The solar company or wind company that wants to sell my data center power and be backed up by the utility when the sun does not shine and the wind does not blow. The utility has a rate to provide this highly variable service, it is far in excess of the fixed rate that I expect to pay for my datacenter, as my customers in the data center are fine with 20cents/KWH and I am fine with 18cents/KWH daytime rates. My customers expect 10/KWH at night, Ill live with 9/KWH to pay for the power part of a data center. The solar and wind companies can offer me 16c/KWH daytime and perhaps just pass through 25c/KWH night time from the utility. Not one of these people have told me of the 10032c/KWH they are going to need to invest in storage.
This is exactly opposite the demand curve. The only thing I can offer as the DC operator is that 80-160 hours a year I would be willing to fire up both my A and B side generators and use a bit of my UPS lifetime to cut my load off the grid. The utility at least has to guarantee me that they will pay for the NG cost for the generators.
If I were building 10 data centers that could be turned on and off in 10 minutes, cheap unreliable power would be attractive, attractive enoght to hire weather forcasters 24/7/365 to tell me top up my 10 minutes of backup power at prime rates because it certain that the automation will flip the switch.
But I am building 2 data centers to finance the other 8 over the next 20 years, it is right there in my business plan. With a pair of small power plants within my grid operator footprint, I do not have to invest a ton in storage and THE COSTS ARE FIXED UP FRONT. My investors only risks are returns on AI vs inflation and interest rates. If someone is willing to produce a must deliver contract at anything under 15c/KWH and pro rate that with inflation as a data center, they have a customer of the datacenter and their tenates. The data center clients are free to have a contract with the utility and the solar wind to shut down compute for a fee/hr, those clients can offload to my competitor, I really cannot write a contract telling them they must.
I have to figure when I am contracting power for the 9th and 10th data center, the power provider has figured out how to make this deal profitable. The weathermen are already on payroll, so that is a fraction cheaper per region. Most importantly I have a standard contract to take to solar/wind provider, the nuclear competitor has figured out the downsides, the utility has gotten over dreams of windfall profits and the customer of the data center has figured a strait forward load shed agreement with both the DC operator, the utility and the provider.

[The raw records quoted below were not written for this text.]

PR #999, opened 2026-05-27
[Android] [BIT-8406] Add memory pressure level state to fatal issues

FranAguilera:
## What

Resolves BIT-8406

iOS equivalent here https://github.com/bitdriftlabs/capture-sdk/pull/1001/changes

Depends on https://github.com/bitdriftlabs/shared-core/pull/494 Adding memory pressure level state as global state field to fatal issue reports (will be under `_memory_pressure_level`)

- Captures the latest memory pressure level via ResourceUtilization tick
- Upon a JVM crash capture the latest memory pressure level state

Follow up to store this info as well on the fbs report will be done in BIT-8474

## Verification

See [session](https://timeline.bitdrift.dev/session/5db36dd5-2294-4238-992a-48b905becbd0?utilization=1) 

---

NOTE: Changelog to be updated when the iOS changes are done too


platform/jvm/capture/src/main/kotlin/io/bitdrift/capture/attributes/NetworkAttributes.kt
```diff
@@ -159,7 +159,6 @@ internal class NetworkAttributes(
         permission: String,
     ): String {
         // We'll only attempt to get this value if permission has been granted
-        // TODO: Use androidx.core.content.ContextCompat - fix adding dep to "androidx.core:core-ktx:1.8.0"
```
FranAguilera, line 162: Unrelated, but cleaning up this dead comment

platform/jvm/capture/src/main/kotlin/io/bitdrift/capture/LoggerImpl.kt
```diff
@@ -593,6 +594,10 @@ internal class LoggerImpl(
         )
     }
 
+    override fun logMemoryPressureLevel(level: MemoryPressureLevel) {
```
murki: we should definitely not call this method `logX()` since that convention implies that we're actually emitting a new log that gets put in the buffers. We're calling `notify_memory_pressure()` so maybe name it that here as well?

FranAguilera: oh yeah good catch, I think at some point i had a notify in the signature but went back to this. Will update soon

murki (approved):
lgtm

murki (approved):
lgtm

PR #1005, opened 2026-06-03
[Android] Fix ConcurrentModification at ReplayDecorations.addDecorations

FranAguilera:
## What

Resolves BIT-8521

Fixes a rare ConcurrentModificationException on API < 29 when windows change (toasts, dialogs, popups) while session replay is capturing the screen on a background thread.

```
Fatal Exception: java.util.ConcurrentModificationException
   at java.util.ArrayList$Itr.next(ArrayList.java:860)
   at io.bitdrift.capture.replay.internal.ReplayDecorations.addDecorations(ReplayDecorations.kt:54)
   at io.bitdrift.capture.replay.internal.ReplayCaptureEngine$captureScreen$2.run(ReplayCaptureEngine.kt:61)

```

- On API < 29 `WindowManager.getAllRootViews()` uses reflection to read `WindowManagerGlobal.mViews` directly and returning a live reference to the internal list. If the main thread adds or removes a window while the background thread iterates, the iterator can throw the ConcurrentModificationException.

- On API >=29 is unaffected because `WindowInspector.getGlobalWindowViews()` already returns a copy internally. So the fix for the fallback api is to also do a defensive copy.

## Verification

- For the gradle-test-app, created a new entry on StressTab to reproduce the original issue.
- Run on API <29

Screenshot 2026-06-03 at 14 16 21

- Without defensive copy fix the crash is reproduced each time. [See report here](https://explorations.bitdrift.dev/issues/18226480752552072537/0e9627c3-5e04-4e51-83c0-a2985ee61e7c?index=0&range=7d)
- When the fix is apply, the session replay capture continues without crashing.

---

### DIFF
--- a/platform/jvm/common/src/main/kotlin/io/bitdrift/capture/common/WindowManager.kt
+++ b/platform/jvm/common/src/main/kotlin/io/bitdrift/capture/common/WindowManager.kt
@@ -55,7 +55,10 @@ class WindowManager(
         }
         try {
             @Suppress("UNCHECKED_CAST")
-            return getWindowViews.get(windowManagerGlobal) as List<View>
+            // Match WindowInspector.getGlobalWindowViews(), which returns a defensive copy.
+            // This reflection fallback reads WindowManagerGlobal.mViews directly, so returning it
+            // can cause ConcurrentModificationException for consumers if windows change later.
+            return ArrayList(getWindowViews.get(windowManagerGlobal) as List<View>)
         } catch (e: Throwable) {
             errorHandler.handleError("Failed to retrieve windows", e)
             return emptyList()
--- a/CHANGELOG.md
+++ b/CHANGELOG.md
@@ -29,7 +29,7 @@
 
 **Fixed**
 
-- Nothing yet!
+- Session replay: fix a rare `ConcurrentModificationException` on API < 29 when windows change while screen capture is in progress.
 
 ### iOS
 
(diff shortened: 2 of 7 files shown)


murki (approved):

platform/jvm/common/src/main/kotlin/io/bitdrift/capture/common/WindowManager.kt
```diff
@@ -55,7 +55,10 @@ class WindowManager(
         }
         try {
             @Suppress("UNCHECKED_CAST")
-            return getWindowViews.get(windowManagerGlobal) as List<View>
+            // Match WindowInspector.getGlobalWindowViews(), which returns a defensive copy.
+            // This reflection fallback reads WindowManagerGlobal.mViews directly, so returning it
+            // can cause ConcurrentModificationException for consumers if windows change later.
+            return ArrayList(getWindowViews.get(windowManagerGlobal) as List<View>)
```
murki, line 61: no need to synchronize a lock?

FranAguilera: No lock needed here because ArrayList copies the items in one shot at the native level (without iterator). The original crash happens in `addDecorations` which loops over the mutable list one item at a time, so the longer that iteration runs the higher the chance for views to change in that process and to trigger Concurrent Modification exception.

If we still wanted proper synchronization, we'd need to use WindowManagerGlobal's own [mLock](https://android.googlesource.com/platform/frameworks/base/+/master/core/java/android/view/WindowManagerGlobal.java#145), a custom lock on our WindowManager wouldn't help because AOSP WindowManagerGlobal doesn't acquire it when mutating mViews only mLock is shared between both sides. Acquiring it would require additional reflection which im not sure is worth the added complexity/risk.

PR #1008, opened 2026-06-03
andr, sdk: refactor session replay to look for keyboard on single UI pass

murki:
Main changes in `ReplayCaptureEngine` and `ReplayParser`.

Before the traversal was split in two:
1. Main thread: create the ReplayRect tree
2. bg thread: Filter/add layers (remove ignored views, add screen/window, add keyboard)

Now it's been condensed in the single first pass. Also deleted a bunch of confusing extra classes (`ReplayDecoration`, `ReplayFilter`, `FilteredCapture` typealias).

Updated `examples/android/MainActivity.kt` to use the new `List<ReplayRect>` signature in the `onScreenCaptured` override, replacing the removed `FilteredCapture` typealias.

test session: https://timeline.bitdrift.dev/session/f21546b4-95de-485c-a9a1-ceb485292d99

Screenshot 2026-06-03 at 5 33 00 PM

---


platform/jvm/replay/src/main/kotlin/io/bitdrift/capture/replay/internal/ReplayCaptureEngine.kt
```diff
@@ -55,16 +61,25 @@ internal class ReplayCaptureEngine(
...
                 SessionReplayController.L.d("Screen Captured: $replayCaptureMetrics")
-                completion(encodedScreen, screen, replayCaptureMetrics)
+                completion(encodedScreen, filteredCapture, replayCaptureMetrics)
             }
         }
     }
+
+    private fun filter(capture: List<ReplayRect>): List<ReplayRect>? {
+        // This capture is identical to the previous one, filter it out
+        return if (capture == previousCapture) {
```
FranAguilera, line 78: Before we were ignoring when the app is backgrounded

From main: 

```
// This capture is identical to the previous one, or is empty, filter it out
// One interesting case when capture is empty is when the application is backgrounded.
return if (filteredCapture == previousCapture || filteredCapture.isEmpty()) {
    null
} else {
    previousCapture = filteredCapture
    filteredCapture
}
```

platform/jvm/replay/src/main/kotlin/io/bitdrift/capture/replay/internal/ReplayCaptureEngine.kt
```diff
@@ -28,12 +28,18 @@ internal class ReplayCaptureEngine(
...
+        ReplayParser(
+            sessionReplayConfiguration,
+            errorHandler,
+            windowManager,
+            displayManager,
+        ),
     private val replayEncoder: ReplayEncoder = ReplayEncoder(),
     private val clock: IClock = DefaultClock.getInstance(),
 ) {
+    private var previousCapture: List<ReplayRect>? = null
```
FranAguilera, line 41: Looks like this is only accessed from the background thread so probably ok for now to not make it thread safe

platform/jvm/replay/src/main/kotlin/io/bitdrift/capture/replay/internal/ReplayParser.kt
```diff
@@ -7,19 +7,21 @@
...
 import io.bitdrift.capture.common.IWindowManager
 import io.bitdrift.capture.replay.ReplayCaptureMetrics
+import io.bitdrift.capture.replay.ReplayType
 import io.bitdrift.capture.replay.SessionReplayConfiguration
 import io.bitdrift.capture.replay.SessionReplayController
 import io.bitdrift.capture.replay.internal.mappers.ViewMapper
 
-internal typealias Capture = List<List<ReplayRect>>
-
 internal class ReplayParser(
```
FranAguilera, line 20: Wondering if we should rename this now as is doing more things now than just parsing (e.g. computeDisplayRect(), compute IME overlay, etc)

platform/jvm/replay/src/main/kotlin/io/bitdrift/capture/replay/internal/ReplayCaptureEngine.kt
```diff
@@ -55,16 +61,25 @@ internal class ReplayCaptureEngine(
             }
 
         executor.execute {
-            captureFilter.filter(timedValue.value)?.let { filteredCapture ->
+            filter(timedValue.value)?.let { filteredCapture ->
                 replayCaptureMetrics.parseDuration = timedValue.duration
                 replayCaptureMetrics.viewCountAfterFilter = filteredCapture.size
-                val screen = captureDecorations.addDecorations(filteredCapture)
```
FranAguilera, line 61: This was happening in background thread, we should measure the impact on jank for this change (I can take a look)

platform/jvm/replay/src/main/kotlin/io/bitdrift/capture/replay/internal/ReplayCaptureEngine.kt
murki: yea

platform/jvm/replay/src/main/kotlin/io/bitdrift/capture/replay/internal/ReplayParser.kt
murki: fair

platform/jvm/replay/src/main/kotlin/io/bitdrift/capture/replay/internal/ReplayCaptureEngine.kt
murki: yeah in particular there will be 1 extra check for every root view to look for the keyboard, I'd expect it to be very low overhead but probably not 0

platform/jvm/replay/src/main/kotlin/io/bitdrift/capture/replay/internal/ReplayCaptureEngine.kt
murki: yeah good point, this might need more testing

FranAguilera:
Will take a look this week

PR #1016, opened 2026-06-11
[Android] Fix auto instrumentation for webviews subclasses

FranAguilera:
## Problem

Part of BIT-8545

For customers using WebViews subclasses the bytecode manipulation won't work as we are checking for exact WebView match. The fix is to check if the class is a child of `android.webkit.WebView` so we can inject the instrument call at loadUrl

This is now a problem for RN integration subclass `com.reactnativecommunity.webview.RNCWebView`

This will be used in https://github.com/bitdriftlabs/capture-es/pull/261

## Verification

- JUnit tests
- Manually verified with gradle-test-app, CustomWebView and local maven plugin publish. See [demo session here](https://timeline.bitdrift.dev/session/2db28b66-d25c-4c18-8d22-ef6a0e4d45ad?utm_source=sdk&utilization=0&expanded=-3163060467042078438). 

---

### DIFF
--- a/CHANGELOG.md
+++ b/CHANGELOG.md
@@ -30,6 +30,7 @@
 **Fixed**
 
 - Ensure the Gradle plugin adds the OkHttp tracing interceptor last during automatic instrumentation.
+- Match Android `WebView` subclass `loadUrl(...)` callsites during automatic WebView instrumentation.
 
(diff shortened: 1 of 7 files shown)


murki (approved):
nice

Or a Power Plant operator can sign a fix rate contract with a data center to maintain 92% utilitzation of a stated max for 10 years with the rate specified at the time of signing. Any growth is on another contract, directly related to the cost of construction. Nuclear or NG, 10 year contract with a 10 year option for 99.99% power uptime is 3 pages of tables on a contract. Solar, Wind has to be able to offer the same known cost and that same 99.99 uptime.